Luke 4:13, On the contrary, when you host a banquet, invite those who are poor, maimed, lame, or blind.
Luke 16:20, But a poor man named Lazarus, covered with sores, was left at his gate.
Luke 21:2, “I tell you the truth,” He said. “This poor widow has put in more than all of them.”
2 Corinthians 6:10, …as grieving yet always rejoicing; as poor yet enriching many; as having nothing yet possessing everything.
James 2:5, Listen, my dear brothers: Didn’t God choose the poor in this world to be rich in faith and heirs of the kingdom that He has promised to those who love Him?

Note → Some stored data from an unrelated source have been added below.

Issue #1093, opened 2022-09-29
Conventional Encryption and Signing Headers


alexec:
To send or received encrypted to signed data, we need to pass two items:

* Encryption control fields, e.g algorithm, key ID.
* Encrypted data: a byte array.

S/MIME binding might be able to solve this.

duglin:
@sasha-tkachev @JemDay for your thoughts

duglin:
Also see: https://github.com/cloudevents/spec/pull/770/files

sasha-tkachev:
I see no reason why not use JWT as the de-facto standard for signing and encrypting CloudEvent `data` values. 
And to solve use case (1) we can use the russian-doll approach in which we sign/encrypt the whole event in any format of our liking and nesting it inside another event which has all of the required attributes duplicated or something along these lines

alexec:
I think this has been covered before, but JWT/E/S cannot support binary encoding without ballooning message  size by 30% due to the need to use base64 encoding.

Encryption needs to avoid copy operations.

sasha-tkachev:
@alexec  In thins binding we support binary encoding :)

We just don't use base64url encoding and we don't use the `.`  separation 

We relay on the `Binary` attribute and data types

alexec:
Also, JWT does not support XML etc.

PR #1102, opened 2022-10-14
feat: jwt extension

sasha-tkachev:
Solves #1093


sasha-tkachev:
@alexec  what do you think?

cloudevents/extensions/jwt.md
```diff
@@ -0,0 +1,147 @@
+# JWT Extension
+
+This extension provides a way to map JWT (JSON Web Token) values in the formats of JWE
```
duglin, line 3: can you turn these 3 into links to the appropriate specs?

cloudevents/extensions/jwt.md
```diff
@@ -0,0 +1,147 @@
...
+ (JSON Web Encryption) or JWS (JSON Web Signature).
+ 
+JWE MAY be used to encrypt a CloudEvent data and JWS MAY be used to sign CloudEvent data
```
duglin, line 6: Missing `.` at the end of most of the following paragraphs (and this one).

cloudevents/extensions/jwt.md
```diff
@@ -0,0 +1,147 @@
...
+    value is the empty octet sequence.
+
+    <!--Q: SHOULD we keep this?-->
+    If this attribute does not exist consumers MAY assume that the value is empty
+    an octet sequence
+- Constraints:
+  - OPTIONAL
+  - MAY be an empty octet sequence
+
+## Examples
```
duglin, line 85: Can you show a complete CE example? For example, show how each of the attributes defined in this spec would appear in a Binary HTTP CE.

cloudevents/extensions/jwt.md
```diff
@@ -0,0 +1,147 @@
...
+JWE MAY be used to encrypt a CloudEvent data and JWS MAY be used to sign CloudEvent data
+
+This extension does not support [JWE Json Serialization][jwe-json-serialization] 
+
+When using [JWE Cipher Text][jwe-ciphertext] MUST be mapped onto `data` and
+ `datacontenttype` MUST be set to `application/octet-stream`
+
+When using JWS the signed data MUST be decoded from base64url format and mapped onto
+`data` in `Binary` format where `datacontenttype` is taken from the `cty` property
+of the JOSE header, if no `cty` property exists `datacontenttype` MUST be set to `application/octet-stream`
```
duglin, line 15: While JOSE is a required property, do we need to say that at least one of the OPTIONAL properties is required? Or is it valid to have a JOSE attribute and nothing else? Or is it "valid" but just pointless/weird? :-)

sasha-tkachev:
1. Contextualize the use case
2. Clearify that the data is signed and not the attributes

alexec:
OK. So have (now) three problems to solve:

* Encryption.
* Signing.
* Compression (per-encryption).

JOSE solves all of these. So instead of signature extension + encryption extension + compression extension, we could have a single JOSE extension that supports all fields.

We still need an `rootcontenttype` to encode the true content type. 

Or? `{"datacontenttype": "application/jose+application/xml"?

alexec (commented):
This is going in the right direction. It is in line with my thinking of a JOSE extension which describes the mapping from JOSE to context attributes, which avoids needing to encoding the JWE or JWS into the body and get that 27% message size increase. My thoughts on this are:

* I want to use JWE and JWS at the same time. They’re structurally quiet different, you don’t (should not?) merge a JWE into a JWS or vice-versa. Instead, the plan_text of the JWE is the JWS. I’m not fan of that, and you are not either.
* I wonder if there is a more generic way to do this. 

I’ve created an issue #1114

cloudevents/extensions/jwt.md
```diff
@@ -0,0 +1,147 @@
+# JWT Extension
+
+This extension provides a way to map JWT (JSON Web Token) values in the formats of JWE
+ (JSON Web Encryption) or JWS (JSON Web Signature).
```
duglin, line 4: might want to add " to CloudEvents context attributes" to the end of the sentence. Otherwise we're missing what we're mapping the JWT values into.

cloudevents/extensions/jwt.md
duglin: I assume "data" here means the `data` property and not "CE metadata", right? If so, let's put back-ticks around `data` to make that clearer.

cloudevents/extensions/jwt.md
```diff
@@ -0,0 +1,147 @@
...
+ 
+JWE MAY be used to encrypt a CloudEvent data and JWS MAY be used to sign CloudEvent data
+
+This extension does not support [JWE Json Serialization][jwe-json-serialization]
```
duglin, line 8: s/Json/JSON/

cloudevents/extensions/jwt.md
```diff
@@ -0,0 +1,147 @@
+# JWT Extension
+
+This extension provides a way to map JWT (JSON Web Token) values in the formats of JWE
+ (JSON Web Encryption) or JWS (JSON Web Signature).
+ 
+JWE MAY be used to encrypt a CloudEvent data and JWS MAY be used to sign CloudEvent data
+
+This extension does not support [JWE Json Serialization][jwe-json-serialization] 
+
+When using [JWE Cipher Text][jwe-ciphertext] MUST be mapped onto `data` and
```
duglin, line 10: This sentence is a bit hard to parse, especially for a newbie, perhaps:
- - -
When using JWE, [Ciphertext][jew-ciphertext] MUST be mapped onto `data` and ...
- - -

cloudevents/extensions/jwt.md
```diff
@@ -0,0 +1,147 @@
...
+
+When using JWS the signed data MUST be decoded from base64url format and mapped onto
+`data` in `Binary` format where `datacontenttype` is taken from the `cty` property
+of the JOSE header, if no `cty` property exists `datacontenttype` MUST be set to `application/octet-stream`
+  
+## Attributes
+
+### jose
+- Type: `Binary`
+- Description: utf-8 encoded JOSE Header value.
```
duglin, line 21: utf-8 or base64-encoded?

cloudevents/extensions/jwt.md
```diff
@@ -0,0 +1,147 @@
...
+    Both JWS and JWE have JOSE Header definitions.
+- Constraints:
+  - REQUIRED
+  - MUST be a non-empty octet sequence
```
duglin, line 25: It may feel redundant since we say this is Binary, it might be more clear if we say:
```
- MUST be a base64-encoded non-empty octet sequence
```
We do this for `time` in the main spec too just to be extra clear that it must adhere to the time RFC

duglin: Same for the other Binary properties below

cloudevents/extensions/jwt.md
```diff
@@ -0,0 +1,147 @@
...
+- Constraints:
+  - OPTIONAL
+  - MUST be a non-empty octet sequence
+- Examples:
+  - `SflKxwRJSMeKKF2QT4fwpMeJf36POk6yJV_adQssw5c` 
+
+### jweencryptedkey
+- Type: `Binary`
+- Description : [JWE Encrypted Key][jwe-encrypted-key].
+    Encrypted Content Encryption Key value. Note that for some algorithms,
```
duglin, line 42: Can we make the first two "sentences" into readable sentences? :-) Same for previous property. Even if we just add "The" to the start of it, at least then it's a complete sentence.

cloudevents/extensions/jwt.md
```diff
@@ -0,0 +1,147 @@
...
+  - `SflKxwRJSMeKKF2QT4fwpMeJf36POk6yJV_adQssw5c` 
+
+### jweencryptedkey
+- Type: `Binary`
+- Description : [JWE Encrypted Key][jwe-encrypted-key].
+    Encrypted Content Encryption Key value. Note that for some algorithms, 
+    the JWE Encrypted Key value is specified as being the empty octet sequence
+    
+    <!--Q: SHOULD we keep this?-->
+    If this attribute does not exist consumers MAY assume that the value is empty
```
duglin, line 46: If they choose to NOT assume it's empty, what does that mean? I'm wondering if this should be a MUST instead.

duglin: This sentence isn't in the next attribute, should it be?

cloudevents/extensions/jwt.md
```diff
@@ -0,0 +1,147 @@
...
+    an octet sequence
+- Constraints:
+  - OPTIONAL
+  - MAY be an empty octet sequence
+
+### jweinitvector
+- Type: `Binary`
+- Description: [JWE Initialization Vector][jwe-initialization-vector].
+    Additional value to be integrity protected by the authenticated
```
duglin, line 55: s/value/values/

sasha-tkachev: I copy pasted the definition from the JWT spec. 

But yes, this vector is used to init the encryption operation.  Also known as IV

cloudevents/extensions/jwt.md
sasha-tkachev: No, it is confusing, because you will think you will need to encode it to base64 and then put the result as the binary content

sasha-tkachev:
@clemensv I don't understand your point at all. 
The only thing I'm proposing is how to map encrypted and signed `data` onto a cloudevent. the cloudevent itself is not encrypted or signed.

All I'm doing is taking parts of the JWT token  (without even parsing the JSON inside of it, because it is none of by concern) and defning how these token parts are mapped onto attributes.
Incidentally only the JOSE part of the token is encoded JSON object, but we are not parsing it.  We are just putting it as-is in the attribute `jose`

selfissued (changes requested):
When using the JOSE signing and encryption methods, JWS and JWE, the signed or encrypted payload can be any octet sequence; it can be JSON or anything else.  You can use JWS and/or JWE for securing anything.

Whereas JWT, which is built with them, requires that the payload be a set of claims represented as JSON.  So I think what you want for this use case is JOSE - not JWT.

jskeet:
Talking to folks internally at Google, it's unclear exactly what the purpose of this extension would be. The PR already gives examples of individual bits, but a motivating end-to-end example (with explanation as to the benefit of having this available vs not) would be really useful.

sasha-tkachev:
This extension will provide a standard way for encrypting cloudevent payloads at rest (for compliance reasons for example). Not only that, it allows also signing the payload for authentication and authorization purposes

jskeet:
> This extension will provide a standard way for encrypting cloudevent payloads at rest (for compliance reasons for example). Not only that, it allows also signing the payload for authentication and authorization purposes

IMO, that information, including complete examples of both use cases, should be clear in the PR itself.

sasha-tkachev:
I agree, I will complete this after we agree on the extension in todays call. 
It cannot be merged today anyway

duglin:
Just FYI - no call today. Next call is Jan 12

sasha-tkachev:
Waiting for security specialist opinion

duglin:
@sasha-tkachev is there a particular person you had in mind? There have been a couple of comments above from folks

duglin:
> > @sasha-tkachev is there a particular person you had in mind? There have been a couple of comments above from folks
> 
> No, I'm ready to merge it as-is.

Ok - can you address the open questions/comments and then we'll ask people to review?

sasha-tkachev:
After considiration I came to the conclusion this is not a good idea.

The reason for it is because the headers are not signed which is easy to miss, and can cause un-carefull implementors to introduce vulnerabilities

Who can tell if the Ebionites called themselves the “needy ones,” or “the humble ones” or if their enemies mocked them with the name?
Jewish followers of Yeshua the Nazarene became friendless:
—They were at a certain point in history rejected by other Jews, who did not accept the Messiahship of this Yeshua.
—They were doubly distasteful to Romans, who regarded anyone that rejected the Roman gods as atheists and who mocked the Jews and made up libels about the Christians.
—They were misunderstood by their fellow Jesus-followers, who rejected the ongoing validity of the Torah and who had long before de-Judaized the faith that follows a Jewish Messiah.
Origen was no friend to the Jewish believers. He said of them:
“They are called poor because they hang on to the poverty of the law. Because among the Jews Ebion means poor and those of the Jews who accepted Jesus are named Ebionites.” (Celsus 2.1).
“The Ebionites are called by this very name ‘poor ones’ . . . The Ebionites are poor of understanding, so called after their poverty of understanding.” (Principles 4.3.8).
There is one place where another group from antiquity used the name Ebionites. In a Pesher (a kind of fanciful interpretation of a text that makes it refer to a present community) on Psalm 37, the Qumran community labeled itself the Congregation of Ebionites. Psalm 37 says the afflicted will inherit the land (vs. 11) and denounces the wicked who persecute the afflicted and the evyon.
Oskar Skarsaune concludes as follows about the name Ebionite:
The theory proposed here rests on the basic observation that in the Hebrew Bible ebionim is a positive, even honorific word, describing the chosen recipients of divine salvation, because they are an unjustly persecuted sub-group within the people.
The friendless Jewish believers, cast out of the synagogue, avoided by their fellow Jesus-believers, and doubly mocked by Romans, were the humble believers. They preserved at a great price faithfulness to God’s covenant with Israel and faithfulness to Messiah, revealed in the process of time to be none other than Yeshua of Nazareth.
Their courage to be who they were and not assimilate in any of the three directions that would have made life easier for them should say something to the modern Messianic Jewish movement. We should never abandon principles to befriend the synagogue, the church, or the world.